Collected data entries
PR #3265, opened 2017-10-05
Optimizations: Make code inlining friendlier

odersky:
I noted that despite inlining and the printer scheme key operations had a lot of junk in them. This PR tries to address that, so that we remove unnecessary debug code from hot operations.

First, making completion printing a config option keeps the size of
key method `SymDenotations#completeFrom` small. (completeFrom showed up as taking alomst 1% in the no HT profile)

Second, we also make all tracing operations conditional on a Config option. 

Third, we massage tracing operations themselves and tweak inlining so that no trace of the tracing operation remains in the generated code.


odersky:
test performance please

odersky:
test performance please

compiler/src/dotty/tools/dotc/transform/FirstTransform.scala
```diff
@@ -217,6 +217,27 @@ class FirstTransform extends MiniPhaseTransform with InfoTransformer with Annota
...
+   *      true  || y   ==>  true
+   *      false || y   ==>  y
+   */
+  private def foldCondition(tree: Apply)(implicit ctx: Context) = tree.fun match {
+    case Select(x @ Literal(Constant(c: Boolean)), op) =>
+      tree.args match {
+        case y :: Nil if y.tpe.widen.isRef(defn.BooleanClass) =>
+          op match {
+            case nme.ZAND => if (c) y else x
+            case nme.ZOR  => if (c) x else y
```
retronym: Probably doesn't matter in this case, but I prefer to check the symbol's name (or identity), rather than the selected name, so as to avoid mis-classification in the presence of renaming imports.

PR #3267, opened 2017-10-05
Avoid creating closure for asserts

nicolasstucki:


nicolasstucki:
test performance please

odersky:
Did you check the bytecode that this does in fact inline? Just being paranoiac here.

Otherwise LGTM

nicolasstucki:
Yes it does inline, but the generated code is a bit larger.
I would prefer patching the assert I found problematic by hand.

nicolasstucki:
While compiling `dotty.tools.dotc.core` e2f4be6 reduces the time of `FlagSet.|` from 0.911 sec to 0.010 sec.

I would drop the first commit. The standard library already has this `@inline` in the `Predef.assert` but it is ignored by dotty as it is compiled in `scala2` mode. My solution may improve it a bit.

odersky:
I think we can keep the first commit. There are other asserts, where it would be nice to give them a second parameter without fear that a closure will be created.

nicolasstucki:
Removed the second commit

PR #3270, opened 2017-10-05
Do not merge: Benchmark with -optimise enabled

smarter:


smarter:
test performance please

nicolasstucki:
We have two factors to explain the slowdown, the optimised compiler is slow and the optimizations take time.
We should make sure it is only the second one.
We will need normal benchmarks executed on the optimised compiler.

PR #3272, opened 2017-10-05
Avoid most deep subtypes in test

smarter:
The only remaining testcase requiring deep subtype is t8146a.scala for
good reasons.


smarter:
test performance please

compiler/src/dotty/tools/dotc/typer/Applications.scala
```diff
@@ -1089,8 +1089,20 @@ trait Applications extends Compatibility { self: Typer with Dynamic =>
...
+        val nestedCtx = ctx.fresh.setExploreTyperState()
+
+        {
+          implicit val ctx = nestedCtx
+
+          // Fully define the type so that the types of the tparams created
+          // below never contain TypeRefs whose underling types contain
+          // uninstantiated TypeVars, this could lead to cycles in `isSubType`
+          // as a TypeVar might get constrained by a TypeRef it's part of.
+          val tp1a = fullyDefinedType(tp1, "alternative", alt1.symbol.pos).asInstanceOf[PolyType]
```
odersky: I wonder whether we could optimize this so that we do the fullyDefinedType only if the type parameter bounds are non-trivial. fullyDefinedType is somewhat expensive.

compiler/src/dotty/tools/dotc/typer/Applications.scala
```diff
@@ -1089,8 +1089,20 @@ trait Applications extends Compatibility { self: Typer with Dynamic =>
         isApplicable(alt2, formals1, WildcardType) ||
         tp1.paramInfos.isEmpty && tp2.isInstanceOf[LambdaType]
       case tp1: PolyType => // (2)
-        val tparams = ctx.newTypeParams(alt1.symbol, tp1.paramNames, EmptyFlags, tp1.instantiateBounds)
-        isAsSpecific(alt1, tp1.instantiate(tparams.map(_.typeRef)), alt2, tp2)
+        val nestedCtx = ctx.fresh.setExploreTyperState()
+
```
odersky: I believe we can use TyperState.test here/ It's cheaper and easier to use.

PR #3275, opened 2017-10-06
Fix #3252: Generalize constraint handling when harmonizing

### LINKED ISSUE #3252: Implicit numeric conversion

### LINKED ISSUE #3253: Overloaded or recursive method test needs return type
This doesn't compile:
```scala
import Test.test

object Test {
  def test = "  " * 10
}

```

```scala
[info] Running dotty.tools.dotc.Main -d out tests/allan/Test.scala -classpath dotty-library_2.12-0.4.0-bin-SNAPSHOT-nonbootstrapped.jar
-- [E043] Syntax Error: tests/allan/Test.scala:4:13 ----------------------------
4 |  def test = "  " * 10
  |             ^^^^
  |             overloaded or recursive method test needs return type
```
Dotty is confused by the import

odersky:
When harmonizing repeated arguments we needed to backtrack the
constraint. It turns out we need to do the same thing in all other
situations where harmonization takes place.

### DIFF
--- a/compiler/src/dotty/tools/dotc/typer/Applications.scala
+++ b/compiler/src/dotty/tools/dotc/typer/Applications.scala
@@ -438,16 +438,7 @@ trait Applications extends Compatibility { self: Typer with Dynamic =>
                 addTyped(arg, formal)
               case _ =>
                 val elemFormal = formal.widenExpr.argTypesLo.head
-                val origConstraint = ctx.typerState.constraint
-                var typedArgs = args.map(typedArg(_, elemFormal))
-                val harmonizedArgs = harmonizeArgs(typedArgs)
-                if (harmonizedArgs ne typedArgs) {
-                  ctx.typerState.constraint = origConstraint
-                    // reset constraint, we will re-establish constraint anyway when we
-                    // compare against the seqliteral. The reset is needed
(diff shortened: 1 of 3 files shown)


odersky:
Fixes #3252

allanrenucci:
Actually scalac can harmonize even further:
```scala
def totalDuration(results: List[Long], cond: Boolean): Long =
  results.map { r =>
    if (cond) r
    else if (cond) 0
    else (1: Short)
  }.sum
```

allanrenucci:
In scalac:
```scala
scala> def foo(cond: Boolean) = if (cond) (0: Short) else if (cond) 1 else 2L
foo: (cond: Boolean)Long
```
In Dotty with this patch:
```scala
scala> def foo(cond: Boolean) = if (cond) (0: Short) else if (cond) 1 else 2L 
def foo(cond: Boolean): AnyVal
```

odersky:
Yes, the differences with `scalac` are as expected.

PR #3276, opened 2017-10-06
isAsSpecific: restrict usage of fullyDefinedType

smarter:
We only need to fully define the bounds of the PolyType parameters, not the
whole PolyType.


smarter:
test performance please

PR #3277, opened 2017-10-06
Fix #3206: make sure partial function has `@unchecked`

### LINKED ISSUE #3206: PartialFunction definitions should not generate exhaustiveness warning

## EXERCISE DETAILS
Repeat every line of the data, exactly and in full.

## RESULT OF THE TASK
PR #3265, opened 2017-10-05
Optimizations: Make code inlining friendlier

odersky:
I noted that despite inlining and the printer scheme key operations had a lot of junk in them. This PR tries to address that, so that we remove unnecessary debug code from hot operations.

First, making completion printing a config option keeps the size of
key method `SymDenotations#completeFrom` small. (completeFrom showed up as taking alomst 1% in the no HT profile)

Second, we also make all tracing operations conditional on a Config option. 

Third, we massage tracing operations themselves and tweak inlining so that no trace of the tracing operation remains in the generated code.


odersky:
test performance please

odersky:
test performance please

compiler/src/dotty/tools/dotc/transform/FirstTransform.scala
```diff
@@ -217,6 +217,27 @@ class FirstTransform extends MiniPhaseTransform with InfoTransformer with Annota
...
+   *      true  || y   ==>  true
+   *      false || y   ==>  y
+   */
+  private def foldCondition(tree: Apply)(implicit ctx: Context) = tree.fun match {
+    case Select(x @ Literal(Constant(c: Boolean)), op) =>
+      tree.args match {
+        case y :: Nil if y.tpe.widen.isRef(defn.BooleanClass) =>
+          op match {
+            case nme.ZAND => if (c) y else x
+            case nme.ZOR  => if (c) x else y
```
retronym: Probably doesn't matter in this case, but I prefer to check the symbol's name (or identity), rather than the selected name, so as to avoid mis-classification in the presence of renaming imports.

PR #3267, opened 2017-10-05
Avoid creating closure for asserts

nicolasstucki:


nicolasstucki:
test performance please

odersky:
Did you check the bytecode that this does in fact inline? Just being paranoiac here.

Otherwise LGTM

nicolasstucki:
Yes it does inline, but the generated code is a bit larger.
I would prefer patching the assert I found problematic by hand.

nicolasstucki:
While compiling `dotty.tools.dotc.core` e2f4be6 reduces the time of `FlagSet.|` from 0.911 sec to 0.010 sec.

I would drop the first commit. The standard library already has this `@inline` in the `Predef.assert` but it is ignored by dotty as it is compiled in `scala2` mode. My solution may improve it a bit.

odersky:
I think we can keep the first commit. There are other asserts, where it would be nice to give them a second parameter without fear that a closure will be created.

nicolasstucki:
Removed the second commit

PR #3270, opened 2017-10-05
Do not merge: Benchmark with -optimise enabled

smarter:


smarter:
test performance please

nicolasstucki:
We have two factors to explain the slowdown, the optimised compiler is slow and the optimizations take time.
We should make sure it is only the second one.
We will need normal benchmarks executed on the optimised compiler.

PR #3272, opened 2017-10-05
Avoid most deep subtypes in test

smarter:
The only remaining testcase requiring deep subtype is t8146a.scala for
good reasons.


smarter:
test performance please

compiler/src/dotty/tools/dotc/typer/Applications.scala
```diff
@@ -1089,8 +1089,20 @@ trait Applications extends Compatibility { self: Typer with Dynamic =>
...
+        val nestedCtx = ctx.fresh.setExploreTyperState()
+
+        {
+          implicit val ctx = nestedCtx
+
+          // Fully define the type so that the types of the tparams created
+          // below never contain TypeRefs whose underling types contain
+          // uninstantiated TypeVars, this could lead to cycles in `isSubType`
+          // as a TypeVar might get constrained by a TypeRef it's part of.
+          val tp1a = fullyDefinedType(tp1, "alternative", alt1.symbol.pos).asInstanceOf[PolyType]
```
odersky: I wonder whether we could optimize this so that we do the fullyDefinedType only if the type parameter bounds are non-trivial. fullyDefinedType is somewhat expensive.

compiler/src/dotty/tools/dotc/typer/Applications.scala
```diff
@@ -1089,8 +1089,20 @@ trait Applications extends Compatibility { self: Typer with Dynamic =>
         isApplicable(alt2, formals1, WildcardType) ||
         tp1.paramInfos.isEmpty && tp2.isInstanceOf[LambdaType]
       case tp1: PolyType => // (2)
-        val tparams = ctx.newTypeParams(alt1.symbol, tp1.paramNames, EmptyFlags, tp1.instantiateBounds)
-        isAsSpecific(alt1, tp1.instantiate(tparams.map(_.typeRef)), alt2, tp2)
+        val nestedCtx = ctx.fresh.setExploreTyperState()
+
```
odersky: I believe we can use TyperState.test here/ It's cheaper and easier to use.

PR #3275, opened 2017-10-06
Fix #3252: Generalize constraint handling when harmonizing

### LINKED ISSUE #3252: Implicit numeric conversion

### LINKED ISSUE #3253: Overloaded or recursive method test needs return type
This doesn't compile:
```scala
import Test.test

object Test {
  def test = "  " * 10
}

```

```scala
[info] Running dotty.tools.dotc.Main -d out tests/allan/Test.scala -classpath dotty-library_2.12-0.4.0-bin-SNAPSHOT-nonbootstrapped.jar
-- [E043] Syntax Error: tests/allan/Test.scala:4:13 ----------------------------
4 |  def test = "  " * 10
  |             ^^^^
  |             overloaded or recursive method test needs return type
```
Dotty is confused by the import

odersky:
When harmonizing repeated arguments we needed to backtrack the
constraint. It turns out we need to do the same thing in all other
situations where harmonization takes place.

### DIFF
--- a/compiler/src/dotty/tools/dotc/typer/Applications.scala
+++ b/compiler/src/dotty/tools/dotc/typer/Applications.scala
@@ -438,16 +438,7 @@ trait Applications extends Compatibility { self: Typer with Dynamic =>
                 addTyped(arg, formal)
               case _ =>
                 val elemFormal = formal.widenExpr.argTypesLo.head
-                val origConstraint = ctx.typerState.constraint
-                var typedArgs = args.map(typedArg(_, elemFormal))
-                val harmonizedArgs = harmonizeArgs(typedArgs)
-                if (harmonizedArgs ne typedArgs) {
-                  ctx.typerState.constraint = origConstraint
-                    // reset constraint, we will re-establish constraint anyway when we
-                    // compare against the seqliteral. The reset is needed
(diff shortened: 1 of 3 files shown)


odersky:
Fixes #3252

allanrenucci:
Actually scalac can harmonize even further:
```scala
def totalDuration(results: List[Long], cond: Boolean): Long =
  results.map { r =>
    if (cond) r
    else if (cond) 0
    else (1: Short)
  }.sum
```

allanrenucci:
In scalac:
```scala
scala> def foo(cond: Boolean) = if (cond) (0: Short) else if (cond) 1 else 2L
foo: (cond: Boolean)Long
```
In Dotty with this patch:
```scala
scala> def foo(cond: Boolean) = if (cond) (0: Short) else if (cond) 1 else 2L 
def foo(cond: Boolean): AnyVal
```

odersky:
Yes, the differences with `scalac` are as expected.

PR #3276, opened 2017-10-06
isAsSpecific: restrict usage of fullyDefinedType

smarter:
We only need to fully define the bounds of the PolyType parameters, not the
whole PolyType.


smarter:
test performance please

PR #3277, opened 2017-10-06
Fix #3206: make sure partial function has `@unchecked`

### LINKED ISSUE #3206: PartialFunction definitions should not generate exhaustiveness warning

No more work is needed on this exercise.